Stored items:
----
PR #2767, opened 2026-04-17
feat(gcp-auth-extension): Support custom credentials via configuration properties

keshavdandeva:
# feat(gcp-auth-extension): Support custom credentials via configuration properties

## Description
Currently, `gcp-auth-extension` is hardcoded to use Application Default Credentials (ADC). This PR adds support for specifying custom Service Account credentials via configuration properties (file path or JSON string), while maintaining backward compatibility by falling back to ADC.

### `gcp-auth-extension`

*   **New Properties:** Added `google.cloud.credentials.path` and `google.cloud.credentials.json` options in `ConfigurableOption.java`.
*   **Lazy & Cached Resolution:** Moved credentials resolution to be lazy and cached per `ConfigProperties` instance in `GcpAuthAutoConfigurationCustomizerProvider.java` to avoid redundant I/O.
*   **Type-Safe Loading:** Uses `ServiceAccountCredentials.fromStream` instead of the obsolete generic `GoogleCredentials.fromStream` to address security concerns.
*   **Improved Error Handling:** Distinguishes between a missing file (`ConfigurationException`) and a failure to create credentials (`GoogleAuthException`).
*   **Tests:** Added unit tests for file path, JSON string, precedence rules, missing files, and malformed JSON.
*   **Docs:** Updated Javadoc to clarify that both relative and absolute paths are supported, and to reflect the new capabilities.

## Verification Results
*   Executed unit tests: `./gradlew :gcp-auth-extension:test` -> **BUILD SUCCESSFUL**

### DIFF
--- a/gcp-auth-extension/src/main/java/io/opentelemetry/contrib/gcp/auth/ConfigurableOption.java
+++ b/gcp-auth-extension/src/main/java/io/opentelemetry/contrib/gcp/auth/ConfigurableOption.java
@@ -56,16 +56,16 @@ enum ConfigurableOption {
 
   /**
    * Specifies the path to a Google Cloud service account JSON key file. The path can be either
-   * absolute or relative to the current working directory. Can be configured using the
-   * environment variable `GOOGLE_CLOUD_CREDENTIALS_PATH` or the system property
+   * absolute or relative to the current working directory. Can be configured using the environment
+   * variable `GOOGLE_CLOUD_CREDENTIALS_PATH` or the system property
    * `google.cloud.credentials.path`.
    */
   GOOGLE_CLOUD_CREDENTIALS_PATH("Google Cloud Credentials Path"),
 
   /**
    * Specifies the raw JSON content of a Google Cloud service account key. This is useful when
-   * credentials are not stored in a file but are available as a string. Can be configured using
-   * the environment variable `GOOGLE_CLOUD_CREDENTIALS_JSON` or the system property
+   * credentials are not stored in a file but are available as a string. Can be configured using the
+   * environment variable `GOOGLE_CLOUD_CREDENTIALS_JSON` or the system property
    * `google.cloud.credentials.json`.
    */
   GOOGLE_CLOUD_CREDENTIALS_JSON("Google Cloud Credentials JSON String");
--- a/gcp-auth-extension/src/main/java/io/opentelemetry/contrib/gcp/auth/ConfigurableOption.java
+++ b/gcp-auth-extension/src/main/java/io/opentelemetry/contrib/gcp/auth/ConfigurableOption.java
@@ -52,7 +52,19 @@ enum ConfigurableOption {
    * configured using the environment variable `GOOGLE_OTEL_AUTH_TARGET_SIGNALS` or the system
    * property `google.otel.auth.target.signals`.
    */
-  GOOGLE_OTEL_AUTH_TARGET_SIGNALS("Target Signals for Google Authentication Extension");
+  GOOGLE_OTEL_AUTH_TARGET_SIGNALS("Target Signals for Google Authentication Extension"),
+
+  /**
+   * Represents the Google Cloud Credentials Path option. Can be configured using the environment
+   * variable `GOOGLE_CLOUD_CREDENTIALS_PATH` or the system property `google.cloud.credentials.path`.
+   */
+  GOOGLE_CLOUD_CREDENTIALS_PATH("Google Cloud Credentials Path"),
+
+  /**
+   * Represents the Google Cloud Credentials JSON option. Can be configured using the environment
+   * variable `GOOGLE_CLOUD_CREDENTIALS_JSON` or the system property `google.cloud.credentials.json`.
+   */
+  GOOGLE_CLOUD_CREDENTIALS_JSON("Google Cloud Credentials JSON String");
 
   private final String userReadableName;
   private final String environmentVariableName;
--- a/gcp-auth-extension/src/main/java/io/opentelemetry/contrib/gcp/auth/ConfigurableOption.java
+++ b/gcp-auth-extension/src/main/java/io/opentelemetry/contrib/gcp/auth/ConfigurableOption.java
@@ -56,13 +56,15 @@ enum ConfigurableOption {
 
   /**
    * Represents the Google Cloud Credentials Path option. Can be configured using the environment
-   * variable `GOOGLE_CLOUD_CREDENTIALS_PATH` or the system property `google.cloud.credentials.path`.
+   * variable `GOOGLE_CLOUD_CREDENTIALS_PATH` or the system property
+   * `google.cloud.credentials.path`.
    */
   GOOGLE_CLOUD_CREDENTIALS_PATH("Google Cloud Credentials Path"),
 
   /**
    * Represents the Google Cloud Credentials JSON option. Can be configured using the environment
-   * variable `GOOGLE_CLOUD_CREDENTIALS_JSON` or the system property `google.cloud.credentials.json`.
+   * variable `GOOGLE_CLOUD_CREDENTIALS_JSON` or the system property
+   * `google.cloud.credentials.json`.
    */
   GOOGLE_CLOUD_CREDENTIALS_JSON("Google Cloud Credentials JSON String");
 
--- a/gcp-auth-extension/src/main/java/io/opentelemetry/contrib/gcp/auth/ConfigurableOption.java
+++ b/gcp-auth-extension/src/main/java/io/opentelemetry/contrib/gcp/auth/ConfigurableOption.java
@@ -55,15 +55,17 @@ enum ConfigurableOption {
   GOOGLE_OTEL_AUTH_TARGET_SIGNALS("Target Signals for Google Authentication Extension"),
 
   /**
-   * Represents the Google Cloud Credentials Path option. Can be configured using the environment
-   * variable `GOOGLE_CLOUD_CREDENTIALS_PATH` or the system property
+   * Specifies the path to a Google Cloud service account JSON key file. The path can be either
+   * absolute or relative to the current working directory. Can be configured using the
+   * environment variable `GOOGLE_CLOUD_CREDENTIALS_PATH` or the system property
    * `google.cloud.credentials.path`.
    */
   GOOGLE_CLOUD_CREDENTIALS_PATH("Google Cloud Credentials Path"),
 
   /**
-   * Represents the Google Cloud Credentials JSON option. Can be configured using the environment
-   * variable `GOOGLE_CLOUD_CREDENTIALS_JSON` or the system property
+   * Specifies the raw JSON content of a Google Cloud service account key. This is useful when
+   * credentials are not stored in a file but are available as a string. Can be configured using
+   * the environment variable `GOOGLE_CLOUD_CREDENTIALS_JSON` or the system property
    * `google.cloud.credentials.json`.
    */
   GOOGLE_CLOUD_CREDENTIALS_JSON("Google Cloud Credentials JSON String");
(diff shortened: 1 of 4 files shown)


jaydeluca:
@keshavdandeva  are you able to sign the CLA?

keshavdandeva:
> @keshavdandeva are you able to sign the CLA?

Yes, done

gcp-auth-extension/src/main/java/io/opentelemetry/contrib/gcp/auth/ConfigurableOption.java
```diff
@@ -52,7 +52,21 @@ enum ConfigurableOption {
...
+   * `google.cloud.credentials.path`.
+   */
+  GOOGLE_CLOUD_CREDENTIALS_PATH("Google Cloud Credentials Path"),
+
+  /**
+   * Represents the Google Cloud Credentials JSON option. Can be configured using the environment
+   * variable `GOOGLE_CLOUD_CREDENTIALS_JSON` or the system property
+   * `google.cloud.credentials.json`.
+   */
+  GOOGLE_CLOUD_CREDENTIALS_JSON("Google Cloud Credentials JSON String");
```
psx95, line 72: To improve clarity, the documentation should indicate if the path should be relative or absolute. 
Current documentation comments simply state - "Represents the Google Cloud Credentials Path option", but does not explain what these options are.

gcp-auth-extension/src/main/java/io/opentelemetry/contrib/gcp/auth/GcpAuthAutoConfigurationCustomizerProvider.java
```diff
@@ -57,6 +63,8 @@ public class GcpAuthAutoConfigurationCustomizerProvider
 
   private static final Logger logger =
       Logger.getLogger(GcpAuthAutoConfigurationCustomizerProvider.class.getName());
+  private static final Map<ConfigProperties, GoogleCredentials> credentialsCache =
```
psx95, line 68: Does this need to be a map? The map implicates that there could be multiple `GoogleCredentials` object for authenticating to the same backend.

IIUC, the same `configProperties` are used, so the Map will only ever have a single entry.

gcp-auth-extension/src/main/java/io/opentelemetry/contrib/gcp/auth/GcpAuthAutoConfigurationCustomizerProvider.java
```diff
@@ -99,22 +107,62 @@ public class GcpAuthAutoConfigurationCustomizerProvider
...
+        return cachedCredentials;
+      }
+
+      GoogleCredentials resolvedCredentials = loadCredentials(configProperties);
+      credentialsCache.put(configProperties, resolvedCredentials);
+      return resolvedCredentials;
+    }
+  }
+
+  private static GoogleCredentials loadCredentials(ConfigProperties props) {
```
psx95: Nit: Rename `props` to `configProperties` to maintain consistency.

gcp-auth-extension/src/main/java/io/opentelemetry/contrib/gcp/auth/GcpAuthAutoConfigurationCustomizerProvider.java
```diff
@@ -99,22 +107,62 @@ public class GcpAuthAutoConfigurationCustomizerProvider
...
+    Optional<String> credsPath =
+        ConfigurableOption.GOOGLE_CLOUD_CREDENTIALS_PATH.getConfiguredValueAsOptional(props);
+    if (credsPath.isPresent()) {
+      try (FileInputStream fis = new FileInputStream(credsPath.get())) {
+        return GoogleCredentials.fromStream(fis);
```
psx95: This method is marked as obsolete citing potential security risk.

See [google-auth-library-java](https://github.com/googleapis/google-auth-library-java/blob/9ac2d4340ebc6a8582b898e97f65aeed3c1776d6/oauth2_http/java/com/google/auth/oauth2/GoogleCredentials.java#L233).

gcp-auth-extension/src/main/java/io/opentelemetry/contrib/gcp/auth/GcpAuthAutoConfigurationCustomizerProvider.java
```diff
@@ -99,22 +107,62 @@ public class GcpAuthAutoConfigurationCustomizerProvider
...
+    }
+
+    Optional<String> credsJson =
+        ConfigurableOption.GOOGLE_CLOUD_CREDENTIALS_JSON.getConfiguredValueAsOptional(props);
+    if (credsJson.isPresent()) {
+      try (ByteArrayInputStream bais =
+          new ByteArrayInputStream(credsJson.get().getBytes(StandardCharsets.UTF_8))) {
+        return GoogleCredentials.fromStream(bais);
+      } catch (IOException e) {
+        throw new ConfigurationException("Failed to load credentials from JSON string", e);
```
psx95: Since this error would be generated from the line `GoogleCredentials.fromStream` - I would think to wrap this and throw a `GoogleAuthException` instead.

You can add a new `Reason`:  `FAILED_CREDENTIAL_CREATION` and then re-use it in above case as well.

gcp-auth-extension/src/main/java/io/opentelemetry/contrib/gcp/auth/GcpAuthAutoConfigurationCustomizerProvider.java
```diff
@@ -99,22 +107,62 @@ public class GcpAuthAutoConfigurationCustomizerProvider
...
+  private static GoogleCredentials loadCredentials(ConfigProperties props) {
+    Optional<String> credsPath =
+        ConfigurableOption.GOOGLE_CLOUD_CREDENTIALS_PATH.getConfiguredValueAsOptional(props);
+    if (credsPath.isPresent()) {
+      try (FileInputStream fis = new FileInputStream(credsPath.get())) {
+        return GoogleCredentials.fromStream(fis);
+      } catch (IOException e) {
+        throw new ConfigurationException(
+            "Failed to load credentials from file: " + new File(credsPath.get()).getName(), e);
+      }
```
psx95: This handling should distinguish between 2 different scenarios: 
1. `credsPath` is invalid/wrong: `ConfigurationException`. 
2. Unable to create `GoogleCredentials` from a valid `credsPath`: `GoogleAuthException`.

gcp-auth-extension/src/test/java/io/opentelemetry/contrib/gcp/auth/GcpAuthAutoConfigurationCustomizerProviderTest.java
```diff
@@ -243,6 +248,166 @@ void testTraceCustomizerOtlpGrpc() {
     }
   }
 
+  @Test
+  void testCredentialsLoadedFromFilePath() throws IOException {
+    File tempFile = File.createTempFile("gcp-creds", ".json");
```
psx95, line 254: WDYT about adding a dummy creds file in test/resources. 
The file could contain valid looking fields to see if GoogleCredentials can be actually parsed from it.

gcp-auth-extension/src/test/java/io/opentelemetry/contrib/gcp/auth/GcpAuthAutoConfigurationCustomizerProviderTest.java
psx95, line 1: There could also be tests that exercise the case where either the file (JSON/Creds) is not found or the content in the file is malformed/invalid.

psx95 (changes requested):

gcp-auth-extension/src/main/java/io/opentelemetry/contrib/gcp/auth/ConfigurableOption.java
keshavdandeva: Updated the comments

gcp-auth-extension/src/main/java/io/opentelemetry/contrib/gcp/auth/GcpAuthAutoConfigurationCustomizerProvider.java
keshavdandeva: You are correct that within a single auto-configuration pass, the same `ConfigProperties` instance is shared, so the map will indeed only have a single entry.

I used a map (specifically a `WeakHashMap`) to defensively support scenarios where multiple SDK instances might be created in the same JVM or sequential unit tests with different configurations, ensuring they don't conflict.

However, if you disagree and prefer to simplify it to a single cached instance, I am happy to change it back

gcp-auth-extension/src/main/java/io/opentelemetry/contrib/gcp/auth/GcpAuthAutoConfigurationCustomizerProvider.java
keshavdandeva: Done

gcp-auth-extension/src/main/java/io/opentelemetry/contrib/gcp/auth/GcpAuthAutoConfigurationCustomizerProvider.java
keshavdandeva: Thanks for the pointer. I have removed the use of `GoogleCredentials.fromStream` and switched to `ServiceAccountCredentials.fromStream` for now, as service accounts might be fine for our use case.

However, I'm wondering how we should ideally support other credential types (like external accounts or user credentials) in the future without re-implementing the auto-detection logic of the obsolete method. Do you have a recommendation on whether we should stick to Service Accounts for these properties, or if we should implement a custom detector to route to other specific load methods?

gcp-auth-extension/src/main/java/io/opentelemetry/contrib/gcp/auth/GcpAuthAutoConfigurationCustomizerProvider.java
keshavdandeva: Done

gcp-auth-extension/src/main/java/io/opentelemetry/contrib/gcp/auth/GcpAuthAutoConfigurationCustomizerProvider.java
keshavdandeva: Done

gcp-auth-extension/src/test/java/io/opentelemetry/contrib/gcp/auth/GcpAuthAutoConfigurationCustomizerProviderTest.java
keshavdandeva: Done

gcp-auth-extension/src/test/java/io/opentelemetry/contrib/gcp/auth/GcpAuthAutoConfigurationCustomizerProviderTest.java
keshavdandeva: I looked into adding a dummy file, but generating a valid private key structure without real keys proved to be complicated and prone to JSON parsing issues. I think the existing unit tests with mocks are sufficient to verify the logic, but I can try to add it if you insist.

gcp-auth-extension/src/main/java/io/opentelemetry/contrib/gcp/auth/GcpAuthAutoConfigurationCustomizerProvider.java
psx95: I don't think the case of multiple SDKs apply here. The extension is designed to be used with autoconfigure module which uses the `AutoConfiguredOpenTelemetrySdk`, which [sets the GlobalOpenTelemetry instance upon initialization](https://github.com/open-telemetry/opentelemetry-java/blob/f2ed2ed4abc21e3fe975f43eec20f169a34f641e/sdk-extensions/autoconfigure/src/main/java/io/opentelemetry/sdk/autoconfigure/AutoConfiguredOpenTelemetrySdk.java#L37), which is a singleton.

If the user does end up using multiple `OpenTelemetrySdk` instances besides what is autoconfigured, this extension won't apply to those use-cases and such instances would need to be manually configured.

Also, could you clarify the use case around unit tests here? I don't quite get it.

psx95:
Discussed offline, will be closing this PR. 

cc: @keshavdandeva, @jsuereth

Issue #2777, opened 2026-04-22
[opamp] HTTP redirects cause havoc


breedx-splk:
If the initial URL for the opamp client points to a resource that returns a redirect (HTTP 301 or 302), the underlying okhttp client will turn around and issue a `GET` request to the redirected Location. This is not normal expected behavior, but can happen if a resource moves or if the client is misconfigured.

See https://github.com/square/okhttp/issues/6627 for additional context about this behavior.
----
BRIEF
Write the opening line of the data above and every line after it, exactly, stopping once you have written the line with "## Description".

REPLY TO THE EXERCISE
PR #2767, opened 2026-04-17
feat(gcp-auth-extension): Support custom credentials via configuration properties

keshavdandeva:
# feat(gcp-auth-extension): Support custom credentials via configuration properties

## Description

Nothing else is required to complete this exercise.